Sie zeigten keinerlei Interesse für ihre Umgebung. Alles war ihnen fremd: die Hitze, die blühenden Chrysanthemen, die Kamele, die Kaktushecken, die Gerüche, die Esel, die gleißende Sonne. Als ich sah, dass mehrere Familien sich auf das Haus stürzen wollten, das wir gleich räumen würden, erblickte ich Menschen, die einer anderen Kosmologie entstammten, über moralische Erwägungen jeglicher Art hinaus waren. Sie kamen aus dem Mülleimer der Geschichte. Sie hatten recht, weil sie überlebt hatten und sich daher für zu große Sünder hielten, um sich als Richter aufzuspielen.
Sie warfen weg, was ihnen nicht passte, aßen, was sie an Lebensmitteln in den Kühlschränken fanden, nahmen Kleidungsstücke aus den Schränken und Kommoden, falteten sie zusammen und packten sie ein, als müssten sie bald weiterwandern. Sie entzündeten Lagerfeuer auf den Höfen und rösteten das Fleisch der Schafe, die sie auf den Feldern einfingen. In den zwei Tagen bis zu meinem Weggang wurde ich Zeuge, wie fünfzehnhundert Menschen, vielleicht mehr, sich in der fremden Stadt einrichteten, deren Namen sie noch nie gehört hatten und kaum richtig aussprechen konnten, und in der sie sich doch mit dem Moment ihres Eintreffens als die wahren Hausherren fühlten.
Sie waren ständig auf Trab und trieben schwungvollen Handel.

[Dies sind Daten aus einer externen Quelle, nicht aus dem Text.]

PR #1204, opened 2022-06-28
Fixing parser to not split tokens containing flags

colincornaby:
The tokenizer as it was written would split tokens midway if they contained a flag character. I made changes so that the initial tokenization is done by whitespace and separators, and then flags are removed from the front instead of a split being used.

My assumption is that all arguments have to be separated by whitespace and separators.

This should fix things like -Age=GuildPub-Writers

### DIFF
--- a/Sources/Tests/CoreTests/test_plCmdParser.cpp
+++ b/Sources/Tests/CoreTests/test_plCmdParser.cpp
@@ -548,7 +548,7 @@ TEST(plCmdParser, case_sensitive_match)
     EXPECT_EQ(specified, true);
 }
 
-TEST(plCmdParser, seperator_in_value)
+TEST(plCmdParser, separator_in_value)
 {
     const plCmdArgDef cmds[] = {
         { kCmdTypeString, "color", 0}
--- a/Sources/Tests/CoreTests/test_plCmdParser.cpp
+++ b/Sources/Tests/CoreTests/test_plCmdParser.cpp
@@ -548,7 +548,7 @@ TEST(plCmdParser, case_sensitive_match)
     EXPECT_EQ(specified, true);
 }
 
-TEST(plCmdParser, separator_in_value)
+TEST(plCmdParser, separator_in_value_nix)
 {
     const plCmdArgDef cmds[] = {
         { kCmdTypeString, "color", 0}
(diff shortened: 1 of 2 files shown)


dpogue:
Because this is one of the 3 classes with actual unit tests, I'm going to ask you add a test case to https://github.com/H-uru/Plasma/blob/master/Sources/Tests/CoreTests/test_plCmdParser.cpp that tests for arguments containing flag characters

dpogue (approved):
This _seems_ fine to me, but I'd feel more confident if @Hoikas confirmed (to his knowledge) that no other flags should be broken by this change

Sources/Tests/CoreTests/test_plCmdParser.cpp
```diff
@@ -547,3 +547,17 @@ TEST(plCmdParser, case_sensitive_match)
 
     EXPECT_EQ(specified, true);
 }
+
+TEST(plCmdParser, seperator_in_value)
```
ZarothYe, line 551:
```suggestion
TEST(plCmdParser, separator_in_value)
```
Extremely pedantic spelling correction, but this one's a bit of a pet peeve. Sorry. ;)

colincornaby: Fixed. (Should have just hit the commit suggestion button but noticed it too late!)

Hoikas (commented):
This looks fine to me, but I wonder if we should add some tests to make sure that `/` arguments still function as expected?

colincornaby:
> This looks fine to me, but I wonder if we should add some tests to make sure that `/` arguments still function as expected?

Would you be ok with me just adding a variant of the same test I added, but with a Windows style flag?

Sources/Tests/CoreTests/test_plCmdParser.cpp
```diff
@@ -547,3 +547,31 @@ TEST(plCmdParser, case_sensitive_match)
...
+}
+
+TEST(plCmdParser, separator_in_value_windows)
+{
+    const plCmdArgDef cmds[] = {
+        { kCmdTypeString, "color", 0}
+    };
+
+    plCmdParser parser(cmds, std::size(cmds));
+    parser.Parse("plCmdParser /color reddish-blue");
```
colincornaby, line 572: I'm not exactly sure what the specific syntax supported by Uru is here. Starting with the Windows "/" and no space syntax since that seems to be what most older Windows apps expect. (Newer ones are using the *nix convention which would also work on Windows.)

dpogue: I know for sure it does stuff like `/Renderer=gl` but not sure about `/Renderer gl`

colincornaby: I can throw the = in. It should all be ok according to the parser, but probably best to stick to what is being documented or typically used.

Hoikas (approved):

PR #1205, opened 2022-07-01
Asio Changes

colincornaby:
Pull request to cut networking over from NT sockets to ASIO. This change affects all operating systems including Windows.

This pull request is necessary to move forward on native macOS and Linux versions, but should be tested and considered carefully. It's working reliably on macOS - but the NT sockets version had a lot of handling for edge cases and timeouts. There are open questions on if the NT sockets versions could reach all the defined code paths. It's not clear that the Windows version could do soft disconnects which a lot of this code is for.

Once approved and merged, next steps will be pull requests to start pulling in the native macOS client. Thats not going to be a quick process though. I need to do more review on the Mac code to make sure it meets code standards, and has any clear rough edges figured out. This will allow the Metal branch to pull in ASIO from master and fully build.


Sources/Plasma/NucleusLib/pnAsyncCoreExe/pnAceSocket.cpp
```diff
@@ -125,7 +125,7 @@ struct WriteOperation
 
     asio::const_buffer AsBuffer() const
     {
-        return asio::buffer(fNotify.buffer, fNotify.bytes);
+        return asio::buffer(fNotify.buffer + fNotify.bytesCommitted, fNotify.bytes - fNotify.bytesCommitted);
```
colincornaby, line 128: One issue with reusing buffers is it's not clear what the start and endpoints of the new data is, so it can cause the data length sent to the server to be wrong. bytes is the total size of the buffer, but that may include the length of data already sent.

It seems like Windows had a Win32 structure called OVERLAPPED that was part of socket I/O to deal with this problem and track which parts of the buffer were already committed. Don't need anything fancy, just need a `bytesCommitted` field to track how much of `bytes` has already been submitted.

`bytes` is still important because it's compared against `bytesProcessed`

Sources/Plasma/NucleusLib/pnAsyncCoreExe/pnAceSocket.cpp
```diff
@@ -0,0 +1,658 @@
...
+            WriteOperation *op = conn->fWriteOps.front();
+            
+            size_t opBytesWritten = std::min(bytes, (size_t) op->fNotify.bytes - op->fNotify.bytesProcessed);
+            op->fNotify.bytesProcessed += opBytesWritten;
+            bytes -= opBytesWritten;
+            if  (op->fNotify.bytes == op->fNotify.bytesProcessed) {
+                conn->fWriteOps.pop_front();
+                
+                // callback notification procedure if requested
+                if (0) {
```
colincornaby, line 607: This is the weird part. The async path checks if it needs to call a notification callback, and then in response to that callback, can soft disconnect.

In Windows, there is a op->notify boolean that controls if the callback should be called. The weird thing is - I can't find any place that is set to true. SocketQueueAsyncWrite even directly sets it to false.

I could be very wrong here - and something I haven't seen could be going down the soft disconnect path. The ASIO version doesn't have the notify boolean right now, so I'm just disabling the entire path.

dgelessus: I'm absolutely not an expert on this low-level IO code, but it looks like most uses of `Nt::Operation.notify` were in `pnAceNtFile`, which H'uru removed way back in 2012 (d1da655fb2524fa6d45f8afc6df39da5e71cd4ee). One more dead use in `pnAceNtSocket` was removed in 2021 (e8b651d13a54c97a13f59f01a95f17231fd0e8f9).

In the current code, `op->notify` it's only set to `true` once at the start in `AsyncSocketConnect`, and then (presumably always) changed to `false` in `SocketQueueAsyncWrite`, as you say. So there should be no way for the callback to get called here. Even if it does get called, all code that handles the `kNotifySocketWrite` event looks like this:

```cpp
        case kNotifySocketWrite:
            // No action
        break;
```

So in my non-expert opinion, this code looks quite dead.

colincornaby: I can remove this section that looks for a callback, and then add an assert on the disconnect function if anything out there tries a soft disconnect. That would invalidate other large sections of code in this pull request that could be removed.

Not necessarily on topic - how many of these network changes have hit the OpenUru client? One risk of removing these sections is breaking integration paths with OpenUru. But looking at the previous structure, it also seems unlikely any of that would survive a transition to ASIO.

Hoikas: None, and all indication is that none ever will.

Sources/Plasma/NucleusLib/pnAsyncCoreExe/pnAceSocket.cpp
```diff
@@ -0,0 +1,658 @@
...
+        auto membuf = new uint8_t[sizeof(WriteOperation) + bytesAlloc];
+        WriteOperation* op = new (membuf) WriteOperation;
+        conn->fWriteOps.emplace_back(op);
+
+        // TODO: asyncId
+        op->fAllocSize = bytesAlloc;
+        op->fNotify.asyncId = /* TODO */nullptr;
+        op->fNotify.buffer = membuf + sizeof(WriteOperation);
+        op->fNotify.bytes = bytes;
+        op->fNotify.bytesProcessed = 0;
```
colincornaby, line 579: The NT socket sets `bytesProcessed` to `bytes` instead of 0. Having slightly different record keeping isn't the biggest problem, but looking at this difference is on my list of things to do. Maybe the NT socket has some trick that would simplify record keeping a bit on the transaction.

Sources/Plasma/NucleusLib/pnAsyncCoreExe/pnAceSocket.cpp
```diff
@@ -0,0 +1,575 @@
...
+    if (bytes) {
+        // Allocate storage alongside the operation structure itself
+        unsigned bytesAlloc = std::max(bytes, kMinBacklogBytes);
+        auto membuf = new uint8_t[sizeof(WriteOperation) + bytesAlloc];
+        WriteOperation* op = new (membuf) WriteOperation;
+        conn->fWriteOps.emplace_back(op);
+
+        // TODO: asyncId
+        op->fAllocSize = bytesAlloc;
+        op->fNotify.asyncId = /* TODO */nullptr;
```
colincornaby, line 499: Looking through the NT source trying to figure out the role of asyncId.

My understanding is that the NT sockets kept a master operation list for all read/write operations within a socket. So each op needs an id by which it can be tracked in since read/writes can happen in parallel.

The ASIO version has a dedicated array for write operations - so I'm not sure how the NT sockets work exactly maps. Buffers should always be written in order, so I should always be able to refer to the head of the write ops and assume it is the operation that just called back.

I'm still trying to better understand the NT code though. `INtOpDispatch` seems like the function that deals the most with the asyncId and the operation list.

Hoikas:
Just checking in -- is this ready for a review?

colincornaby:
Gave this PR a try with two players on the same server. Everything went well except for this asserts which would get triggered sometimes on link out:

> ASSERTION FAILED:
> File: /Users/colincornaby/Documents/Plasma/PlasmaSrc/Sources/Plasma/PubUtilLib/plNetClient/plNetClientMgr.cpp   > Line: 391
> Message: Still remote players left when linking out

I'm not sure if this is a known issue or unique to this socket. And I'm don't have a clear enough idea of the networking to quite know where to look.

Sources/Plasma/NucleusLib/pnAsyncCoreExe/pnAceSocket.cpp
```diff
@@ -192,7 +192,19 @@ static void SocketStartAsyncRead(AsyncSocket sock)
     sock->fSock.async_read_some(asio::buffer(start, count),
                                 [sock](const asio::error_code& err, size_t bytes) {
         if (err) {
-            LogMsg(kLogError, "Failed to read from socket: {}", err.message());
+            if(err.value() == asio::error::operation_aborted) {
```
Hoikas, line 205:
```suggestion
            if (err.value() == asio::error::operation_aborted) {
```

style nitpicking

Sources/Plasma/NucleusLib/pnAsyncCoreExe/pnAceSocket.cpp
```diff
@@ -471,18 +472,31 @@ static bool SocketQueueAsyncWrite(AsyncSocket conn, const void* data, unsigned b
...
     std::vector<asio::const_buffer> allWrites;
     allWrites.reserve(conn->fWriteOps.size());
-    for (const WriteOperation* op : conn->fWriteOps)
+    for (WriteOperation* op : conn->fWriteOps) {
         allWrites.emplace_back(op->AsBuffer());
-    conn->fSock.async_write_some(allWrites, [conn](const asio::error_code& err, size_t bytes) {
-        //...
+        op->fNotify.bytesCommitted = op->fNotify.bytes;
+    }
+    async_write(conn->fSock, allWrites, [conn, allWrites](const asio::error_code& err, size_t bytes) {
```
Hoikas, line 517: Do `conn` and `allWrites` need to be copied by value, or can we use references or move them into the lamdba? By move, I mean use `std::,move()` to move the contents in the capture.

Sources/Plasma/NucleusLib/pnAsyncCoreExe/pnAceSocket.cpp
```diff
@@ -471,18 +472,31 @@ static bool SocketQueueAsyncWrite(AsyncSocket conn, const void* data, unsigned b
...
+        hsLockGuard(s_connectCrit);
+        while(bytes != 0) {
+            hsAssert(conn->fWriteOps.size() > 0, "buffer mismatch");
+            WriteOperation *op = conn->fWriteOps.front();
```
Hoikas, line 521:
```suggestion
            WriteOperation* op = conn->fWriteOps.front();
```

Sources/Plasma/NucleusLib/pnAsyncCoreExe/pnAceSocket.cpp
```diff
@@ -471,18 +472,31 @@ static bool SocketQueueAsyncWrite(AsyncSocket conn, const void* data, unsigned b
...
+            
+            size_t opBytesWritten = std::min(bytes, (size_t) op->fNotify.bytes - op->fNotify.bytesProcessed);
+            op->fNotify.bytesProcessed += opBytesWritten;
+            bytes -= opBytesWritten;
+            if  (op->fNotify.bytes == op->fNotify.bytesProcessed) {
```
Hoikas, line 526:
```suggestion
            if (op->fNotify.bytes == op->fNotify.bytesProcessed) {
```

Sources/Plasma/NucleusLib/pnAsyncCoreExe/pnAceSocket.cpp
```diff
@@ -50,6 +50,12 @@ static constexpr unsigned int   kMaxWorkerThreads   = 32;
 static constexpr int            kTcpSndBufSize      = 64*1024-1;
 static constexpr int            kTcpRcvBufSize      = 64*1024-1;
 
+// wait before checking for backlog problems
+static const unsigned   kBacklogInitMs      = 3*60*1000;
```
Hoikas, line 54:
```suggestion
static constexpr unsigned   kBacklogInitMs      = 3*60*1000;
```

Sources/Plasma/NucleusLib/pnAsyncCoreExe/pnAceSocket.cpp
```diff
@@ -50,6 +50,12 @@ static constexpr unsigned int   kMaxWorkerThreads   = 32;
 static constexpr int            kTcpSndBufSize      = 64*1024-1;
 static constexpr int            kTcpRcvBufSize      = 64*1024-1;
 
+// wait before checking for backlog problems
+static const unsigned   kBacklogInitMs      = 3*60*1000;
+
+// destroy a connection if it has a backlog "problem"
+static const unsigned   kBacklogFailMs      = 2*60*1000;
```
Hoikas, line 57:
```suggestion
static constexpr unsigned   kBacklogFailMs      = 2*60*1000;
```

Sources/Plasma/NucleusLib/pnAsyncCoreExe/pnAceSocket.cpp
```diff
@@ -444,8 +454,30 @@ void AsyncSocketDisconnect(AsyncSocket conn, bool hardClose)
...
-    // TODO: Backlog shit
     hsLockGuard(s_connectCrit);
+    
+    // check for data backlog
+    WriteOperation * firstQueuedWrite = conn->fWriteOps.front();
+    if  (firstQueuedWrite) {
+        unsigned currTimeMs = TimeGetMs();
+        if (((long) (currTimeMs - firstQueuedWrite->queueTimeMs) >= (long) kBacklogFailMs)
+        &&  ((long) (currTimeMs - conn->initTimeMs) >= (long) kBacklogInitMs)
+        ) {
```
Hoikas, line 460: The indentation here is a bit baffling IMO.

Sources/Plasma/NucleusLib/pnAsyncCoreExe/pnAceSocket.cpp
```diff
@@ -444,8 +454,30 @@ void AsyncSocketDisconnect(AsyncSocket conn, bool hardClose)
...
+            PerfAddCounter(kAsyncPerfSocketDisconnectBacklog, 1);
+
+            if (firstQueuedWrite->fNotify.bytes) {
+                LogMsg(
+                    kLogPerf,
+                    "Backlog, c:{} q:{}, i:{}",
+                       firstQueuedWrite->fNotify.buffer[0],
```
Hoikas:
```suggestion
                   firstQueuedWrite->fNotify.buffer[0],
```

Sources/Plasma/NucleusLib/pnAsyncCoreExe/pnAceSocket.cpp
```diff
@@ -116,6 +116,7 @@ struct ConnectOperation
     void*                   fParam;
     std::vector<uint8_t>    fConnectBuffer;
     unsigned int            fConnectionType;
+    std::recursive_mutex    critsect;
```
Hoikas, line 119: Needs the f prefix

Sources/Plasma/NucleusLib/pnAsyncCoreExe/pnAceSocket.cpp
```diff
@@ -162,14 +164,24 @@ static std::recursive_mutex         s_connectCrit;
 static std::list<ConnectOperation*> s_connectList;
 static unsigned                     s_nextConnectCancelId = 1;
 
+const unsigned kCloseTimeoutMs = 8*1000;
```
Hoikas:
```suggestion
static constexpr unsigned kCloseTimeoutMs = 8*1000;
```

Sources/Plasma/NucleusLib/pnAsyncCoreExe/pnAceSocket.cpp
```diff
@@ -430,6 +442,46 @@ static void HardCloseSocket(AsyncSocket conn)
...
+            if (0 < (signed) (sleepMs = sock->closeTimeMs - currTimeMs))
+                break;
+
+            if (sock->fSock.is_open())
+                sockets.push_back(sock);
+
+            // To avoid a race condition, this unlink must occur
+            // after the socket handle has been cleared
+            s_socketList.pop_front();
+        }
```
Hoikas: Should this have a sleep somewhere so that we aren't getting into a loop that consumes an entire CPU core?

Hoikas (commented):
This is just a brief glance at the work done on top of #1066. I haven't reviewed the #1066 parts at all nor is this review necessarily complete.

Sources/Plasma/NucleusLib/pnAsyncCoreExe/pnAceSocket.cpp
Hoikas: Also, there is a brace spacing problem just above this.

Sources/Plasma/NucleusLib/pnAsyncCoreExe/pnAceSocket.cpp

Sie liefen mit Armbanduhren unter den Jackenärmeln herum und verkauften Goldzähne und Ringe, Zigaretten Marke Player’s und Craven A und Kondome. Sie hatten einen tiefen Hass auf die Welt, den ich nicht ausloten konnte. Sie waren wie ein Rudel Schakale von den schwarzen Bergen. Menschen, die dem Inferno entstiegen waren, um wieder einzutreten in die Geschichte, die jammernd und geschlagen auf den Stacheldrahtzäunen lag.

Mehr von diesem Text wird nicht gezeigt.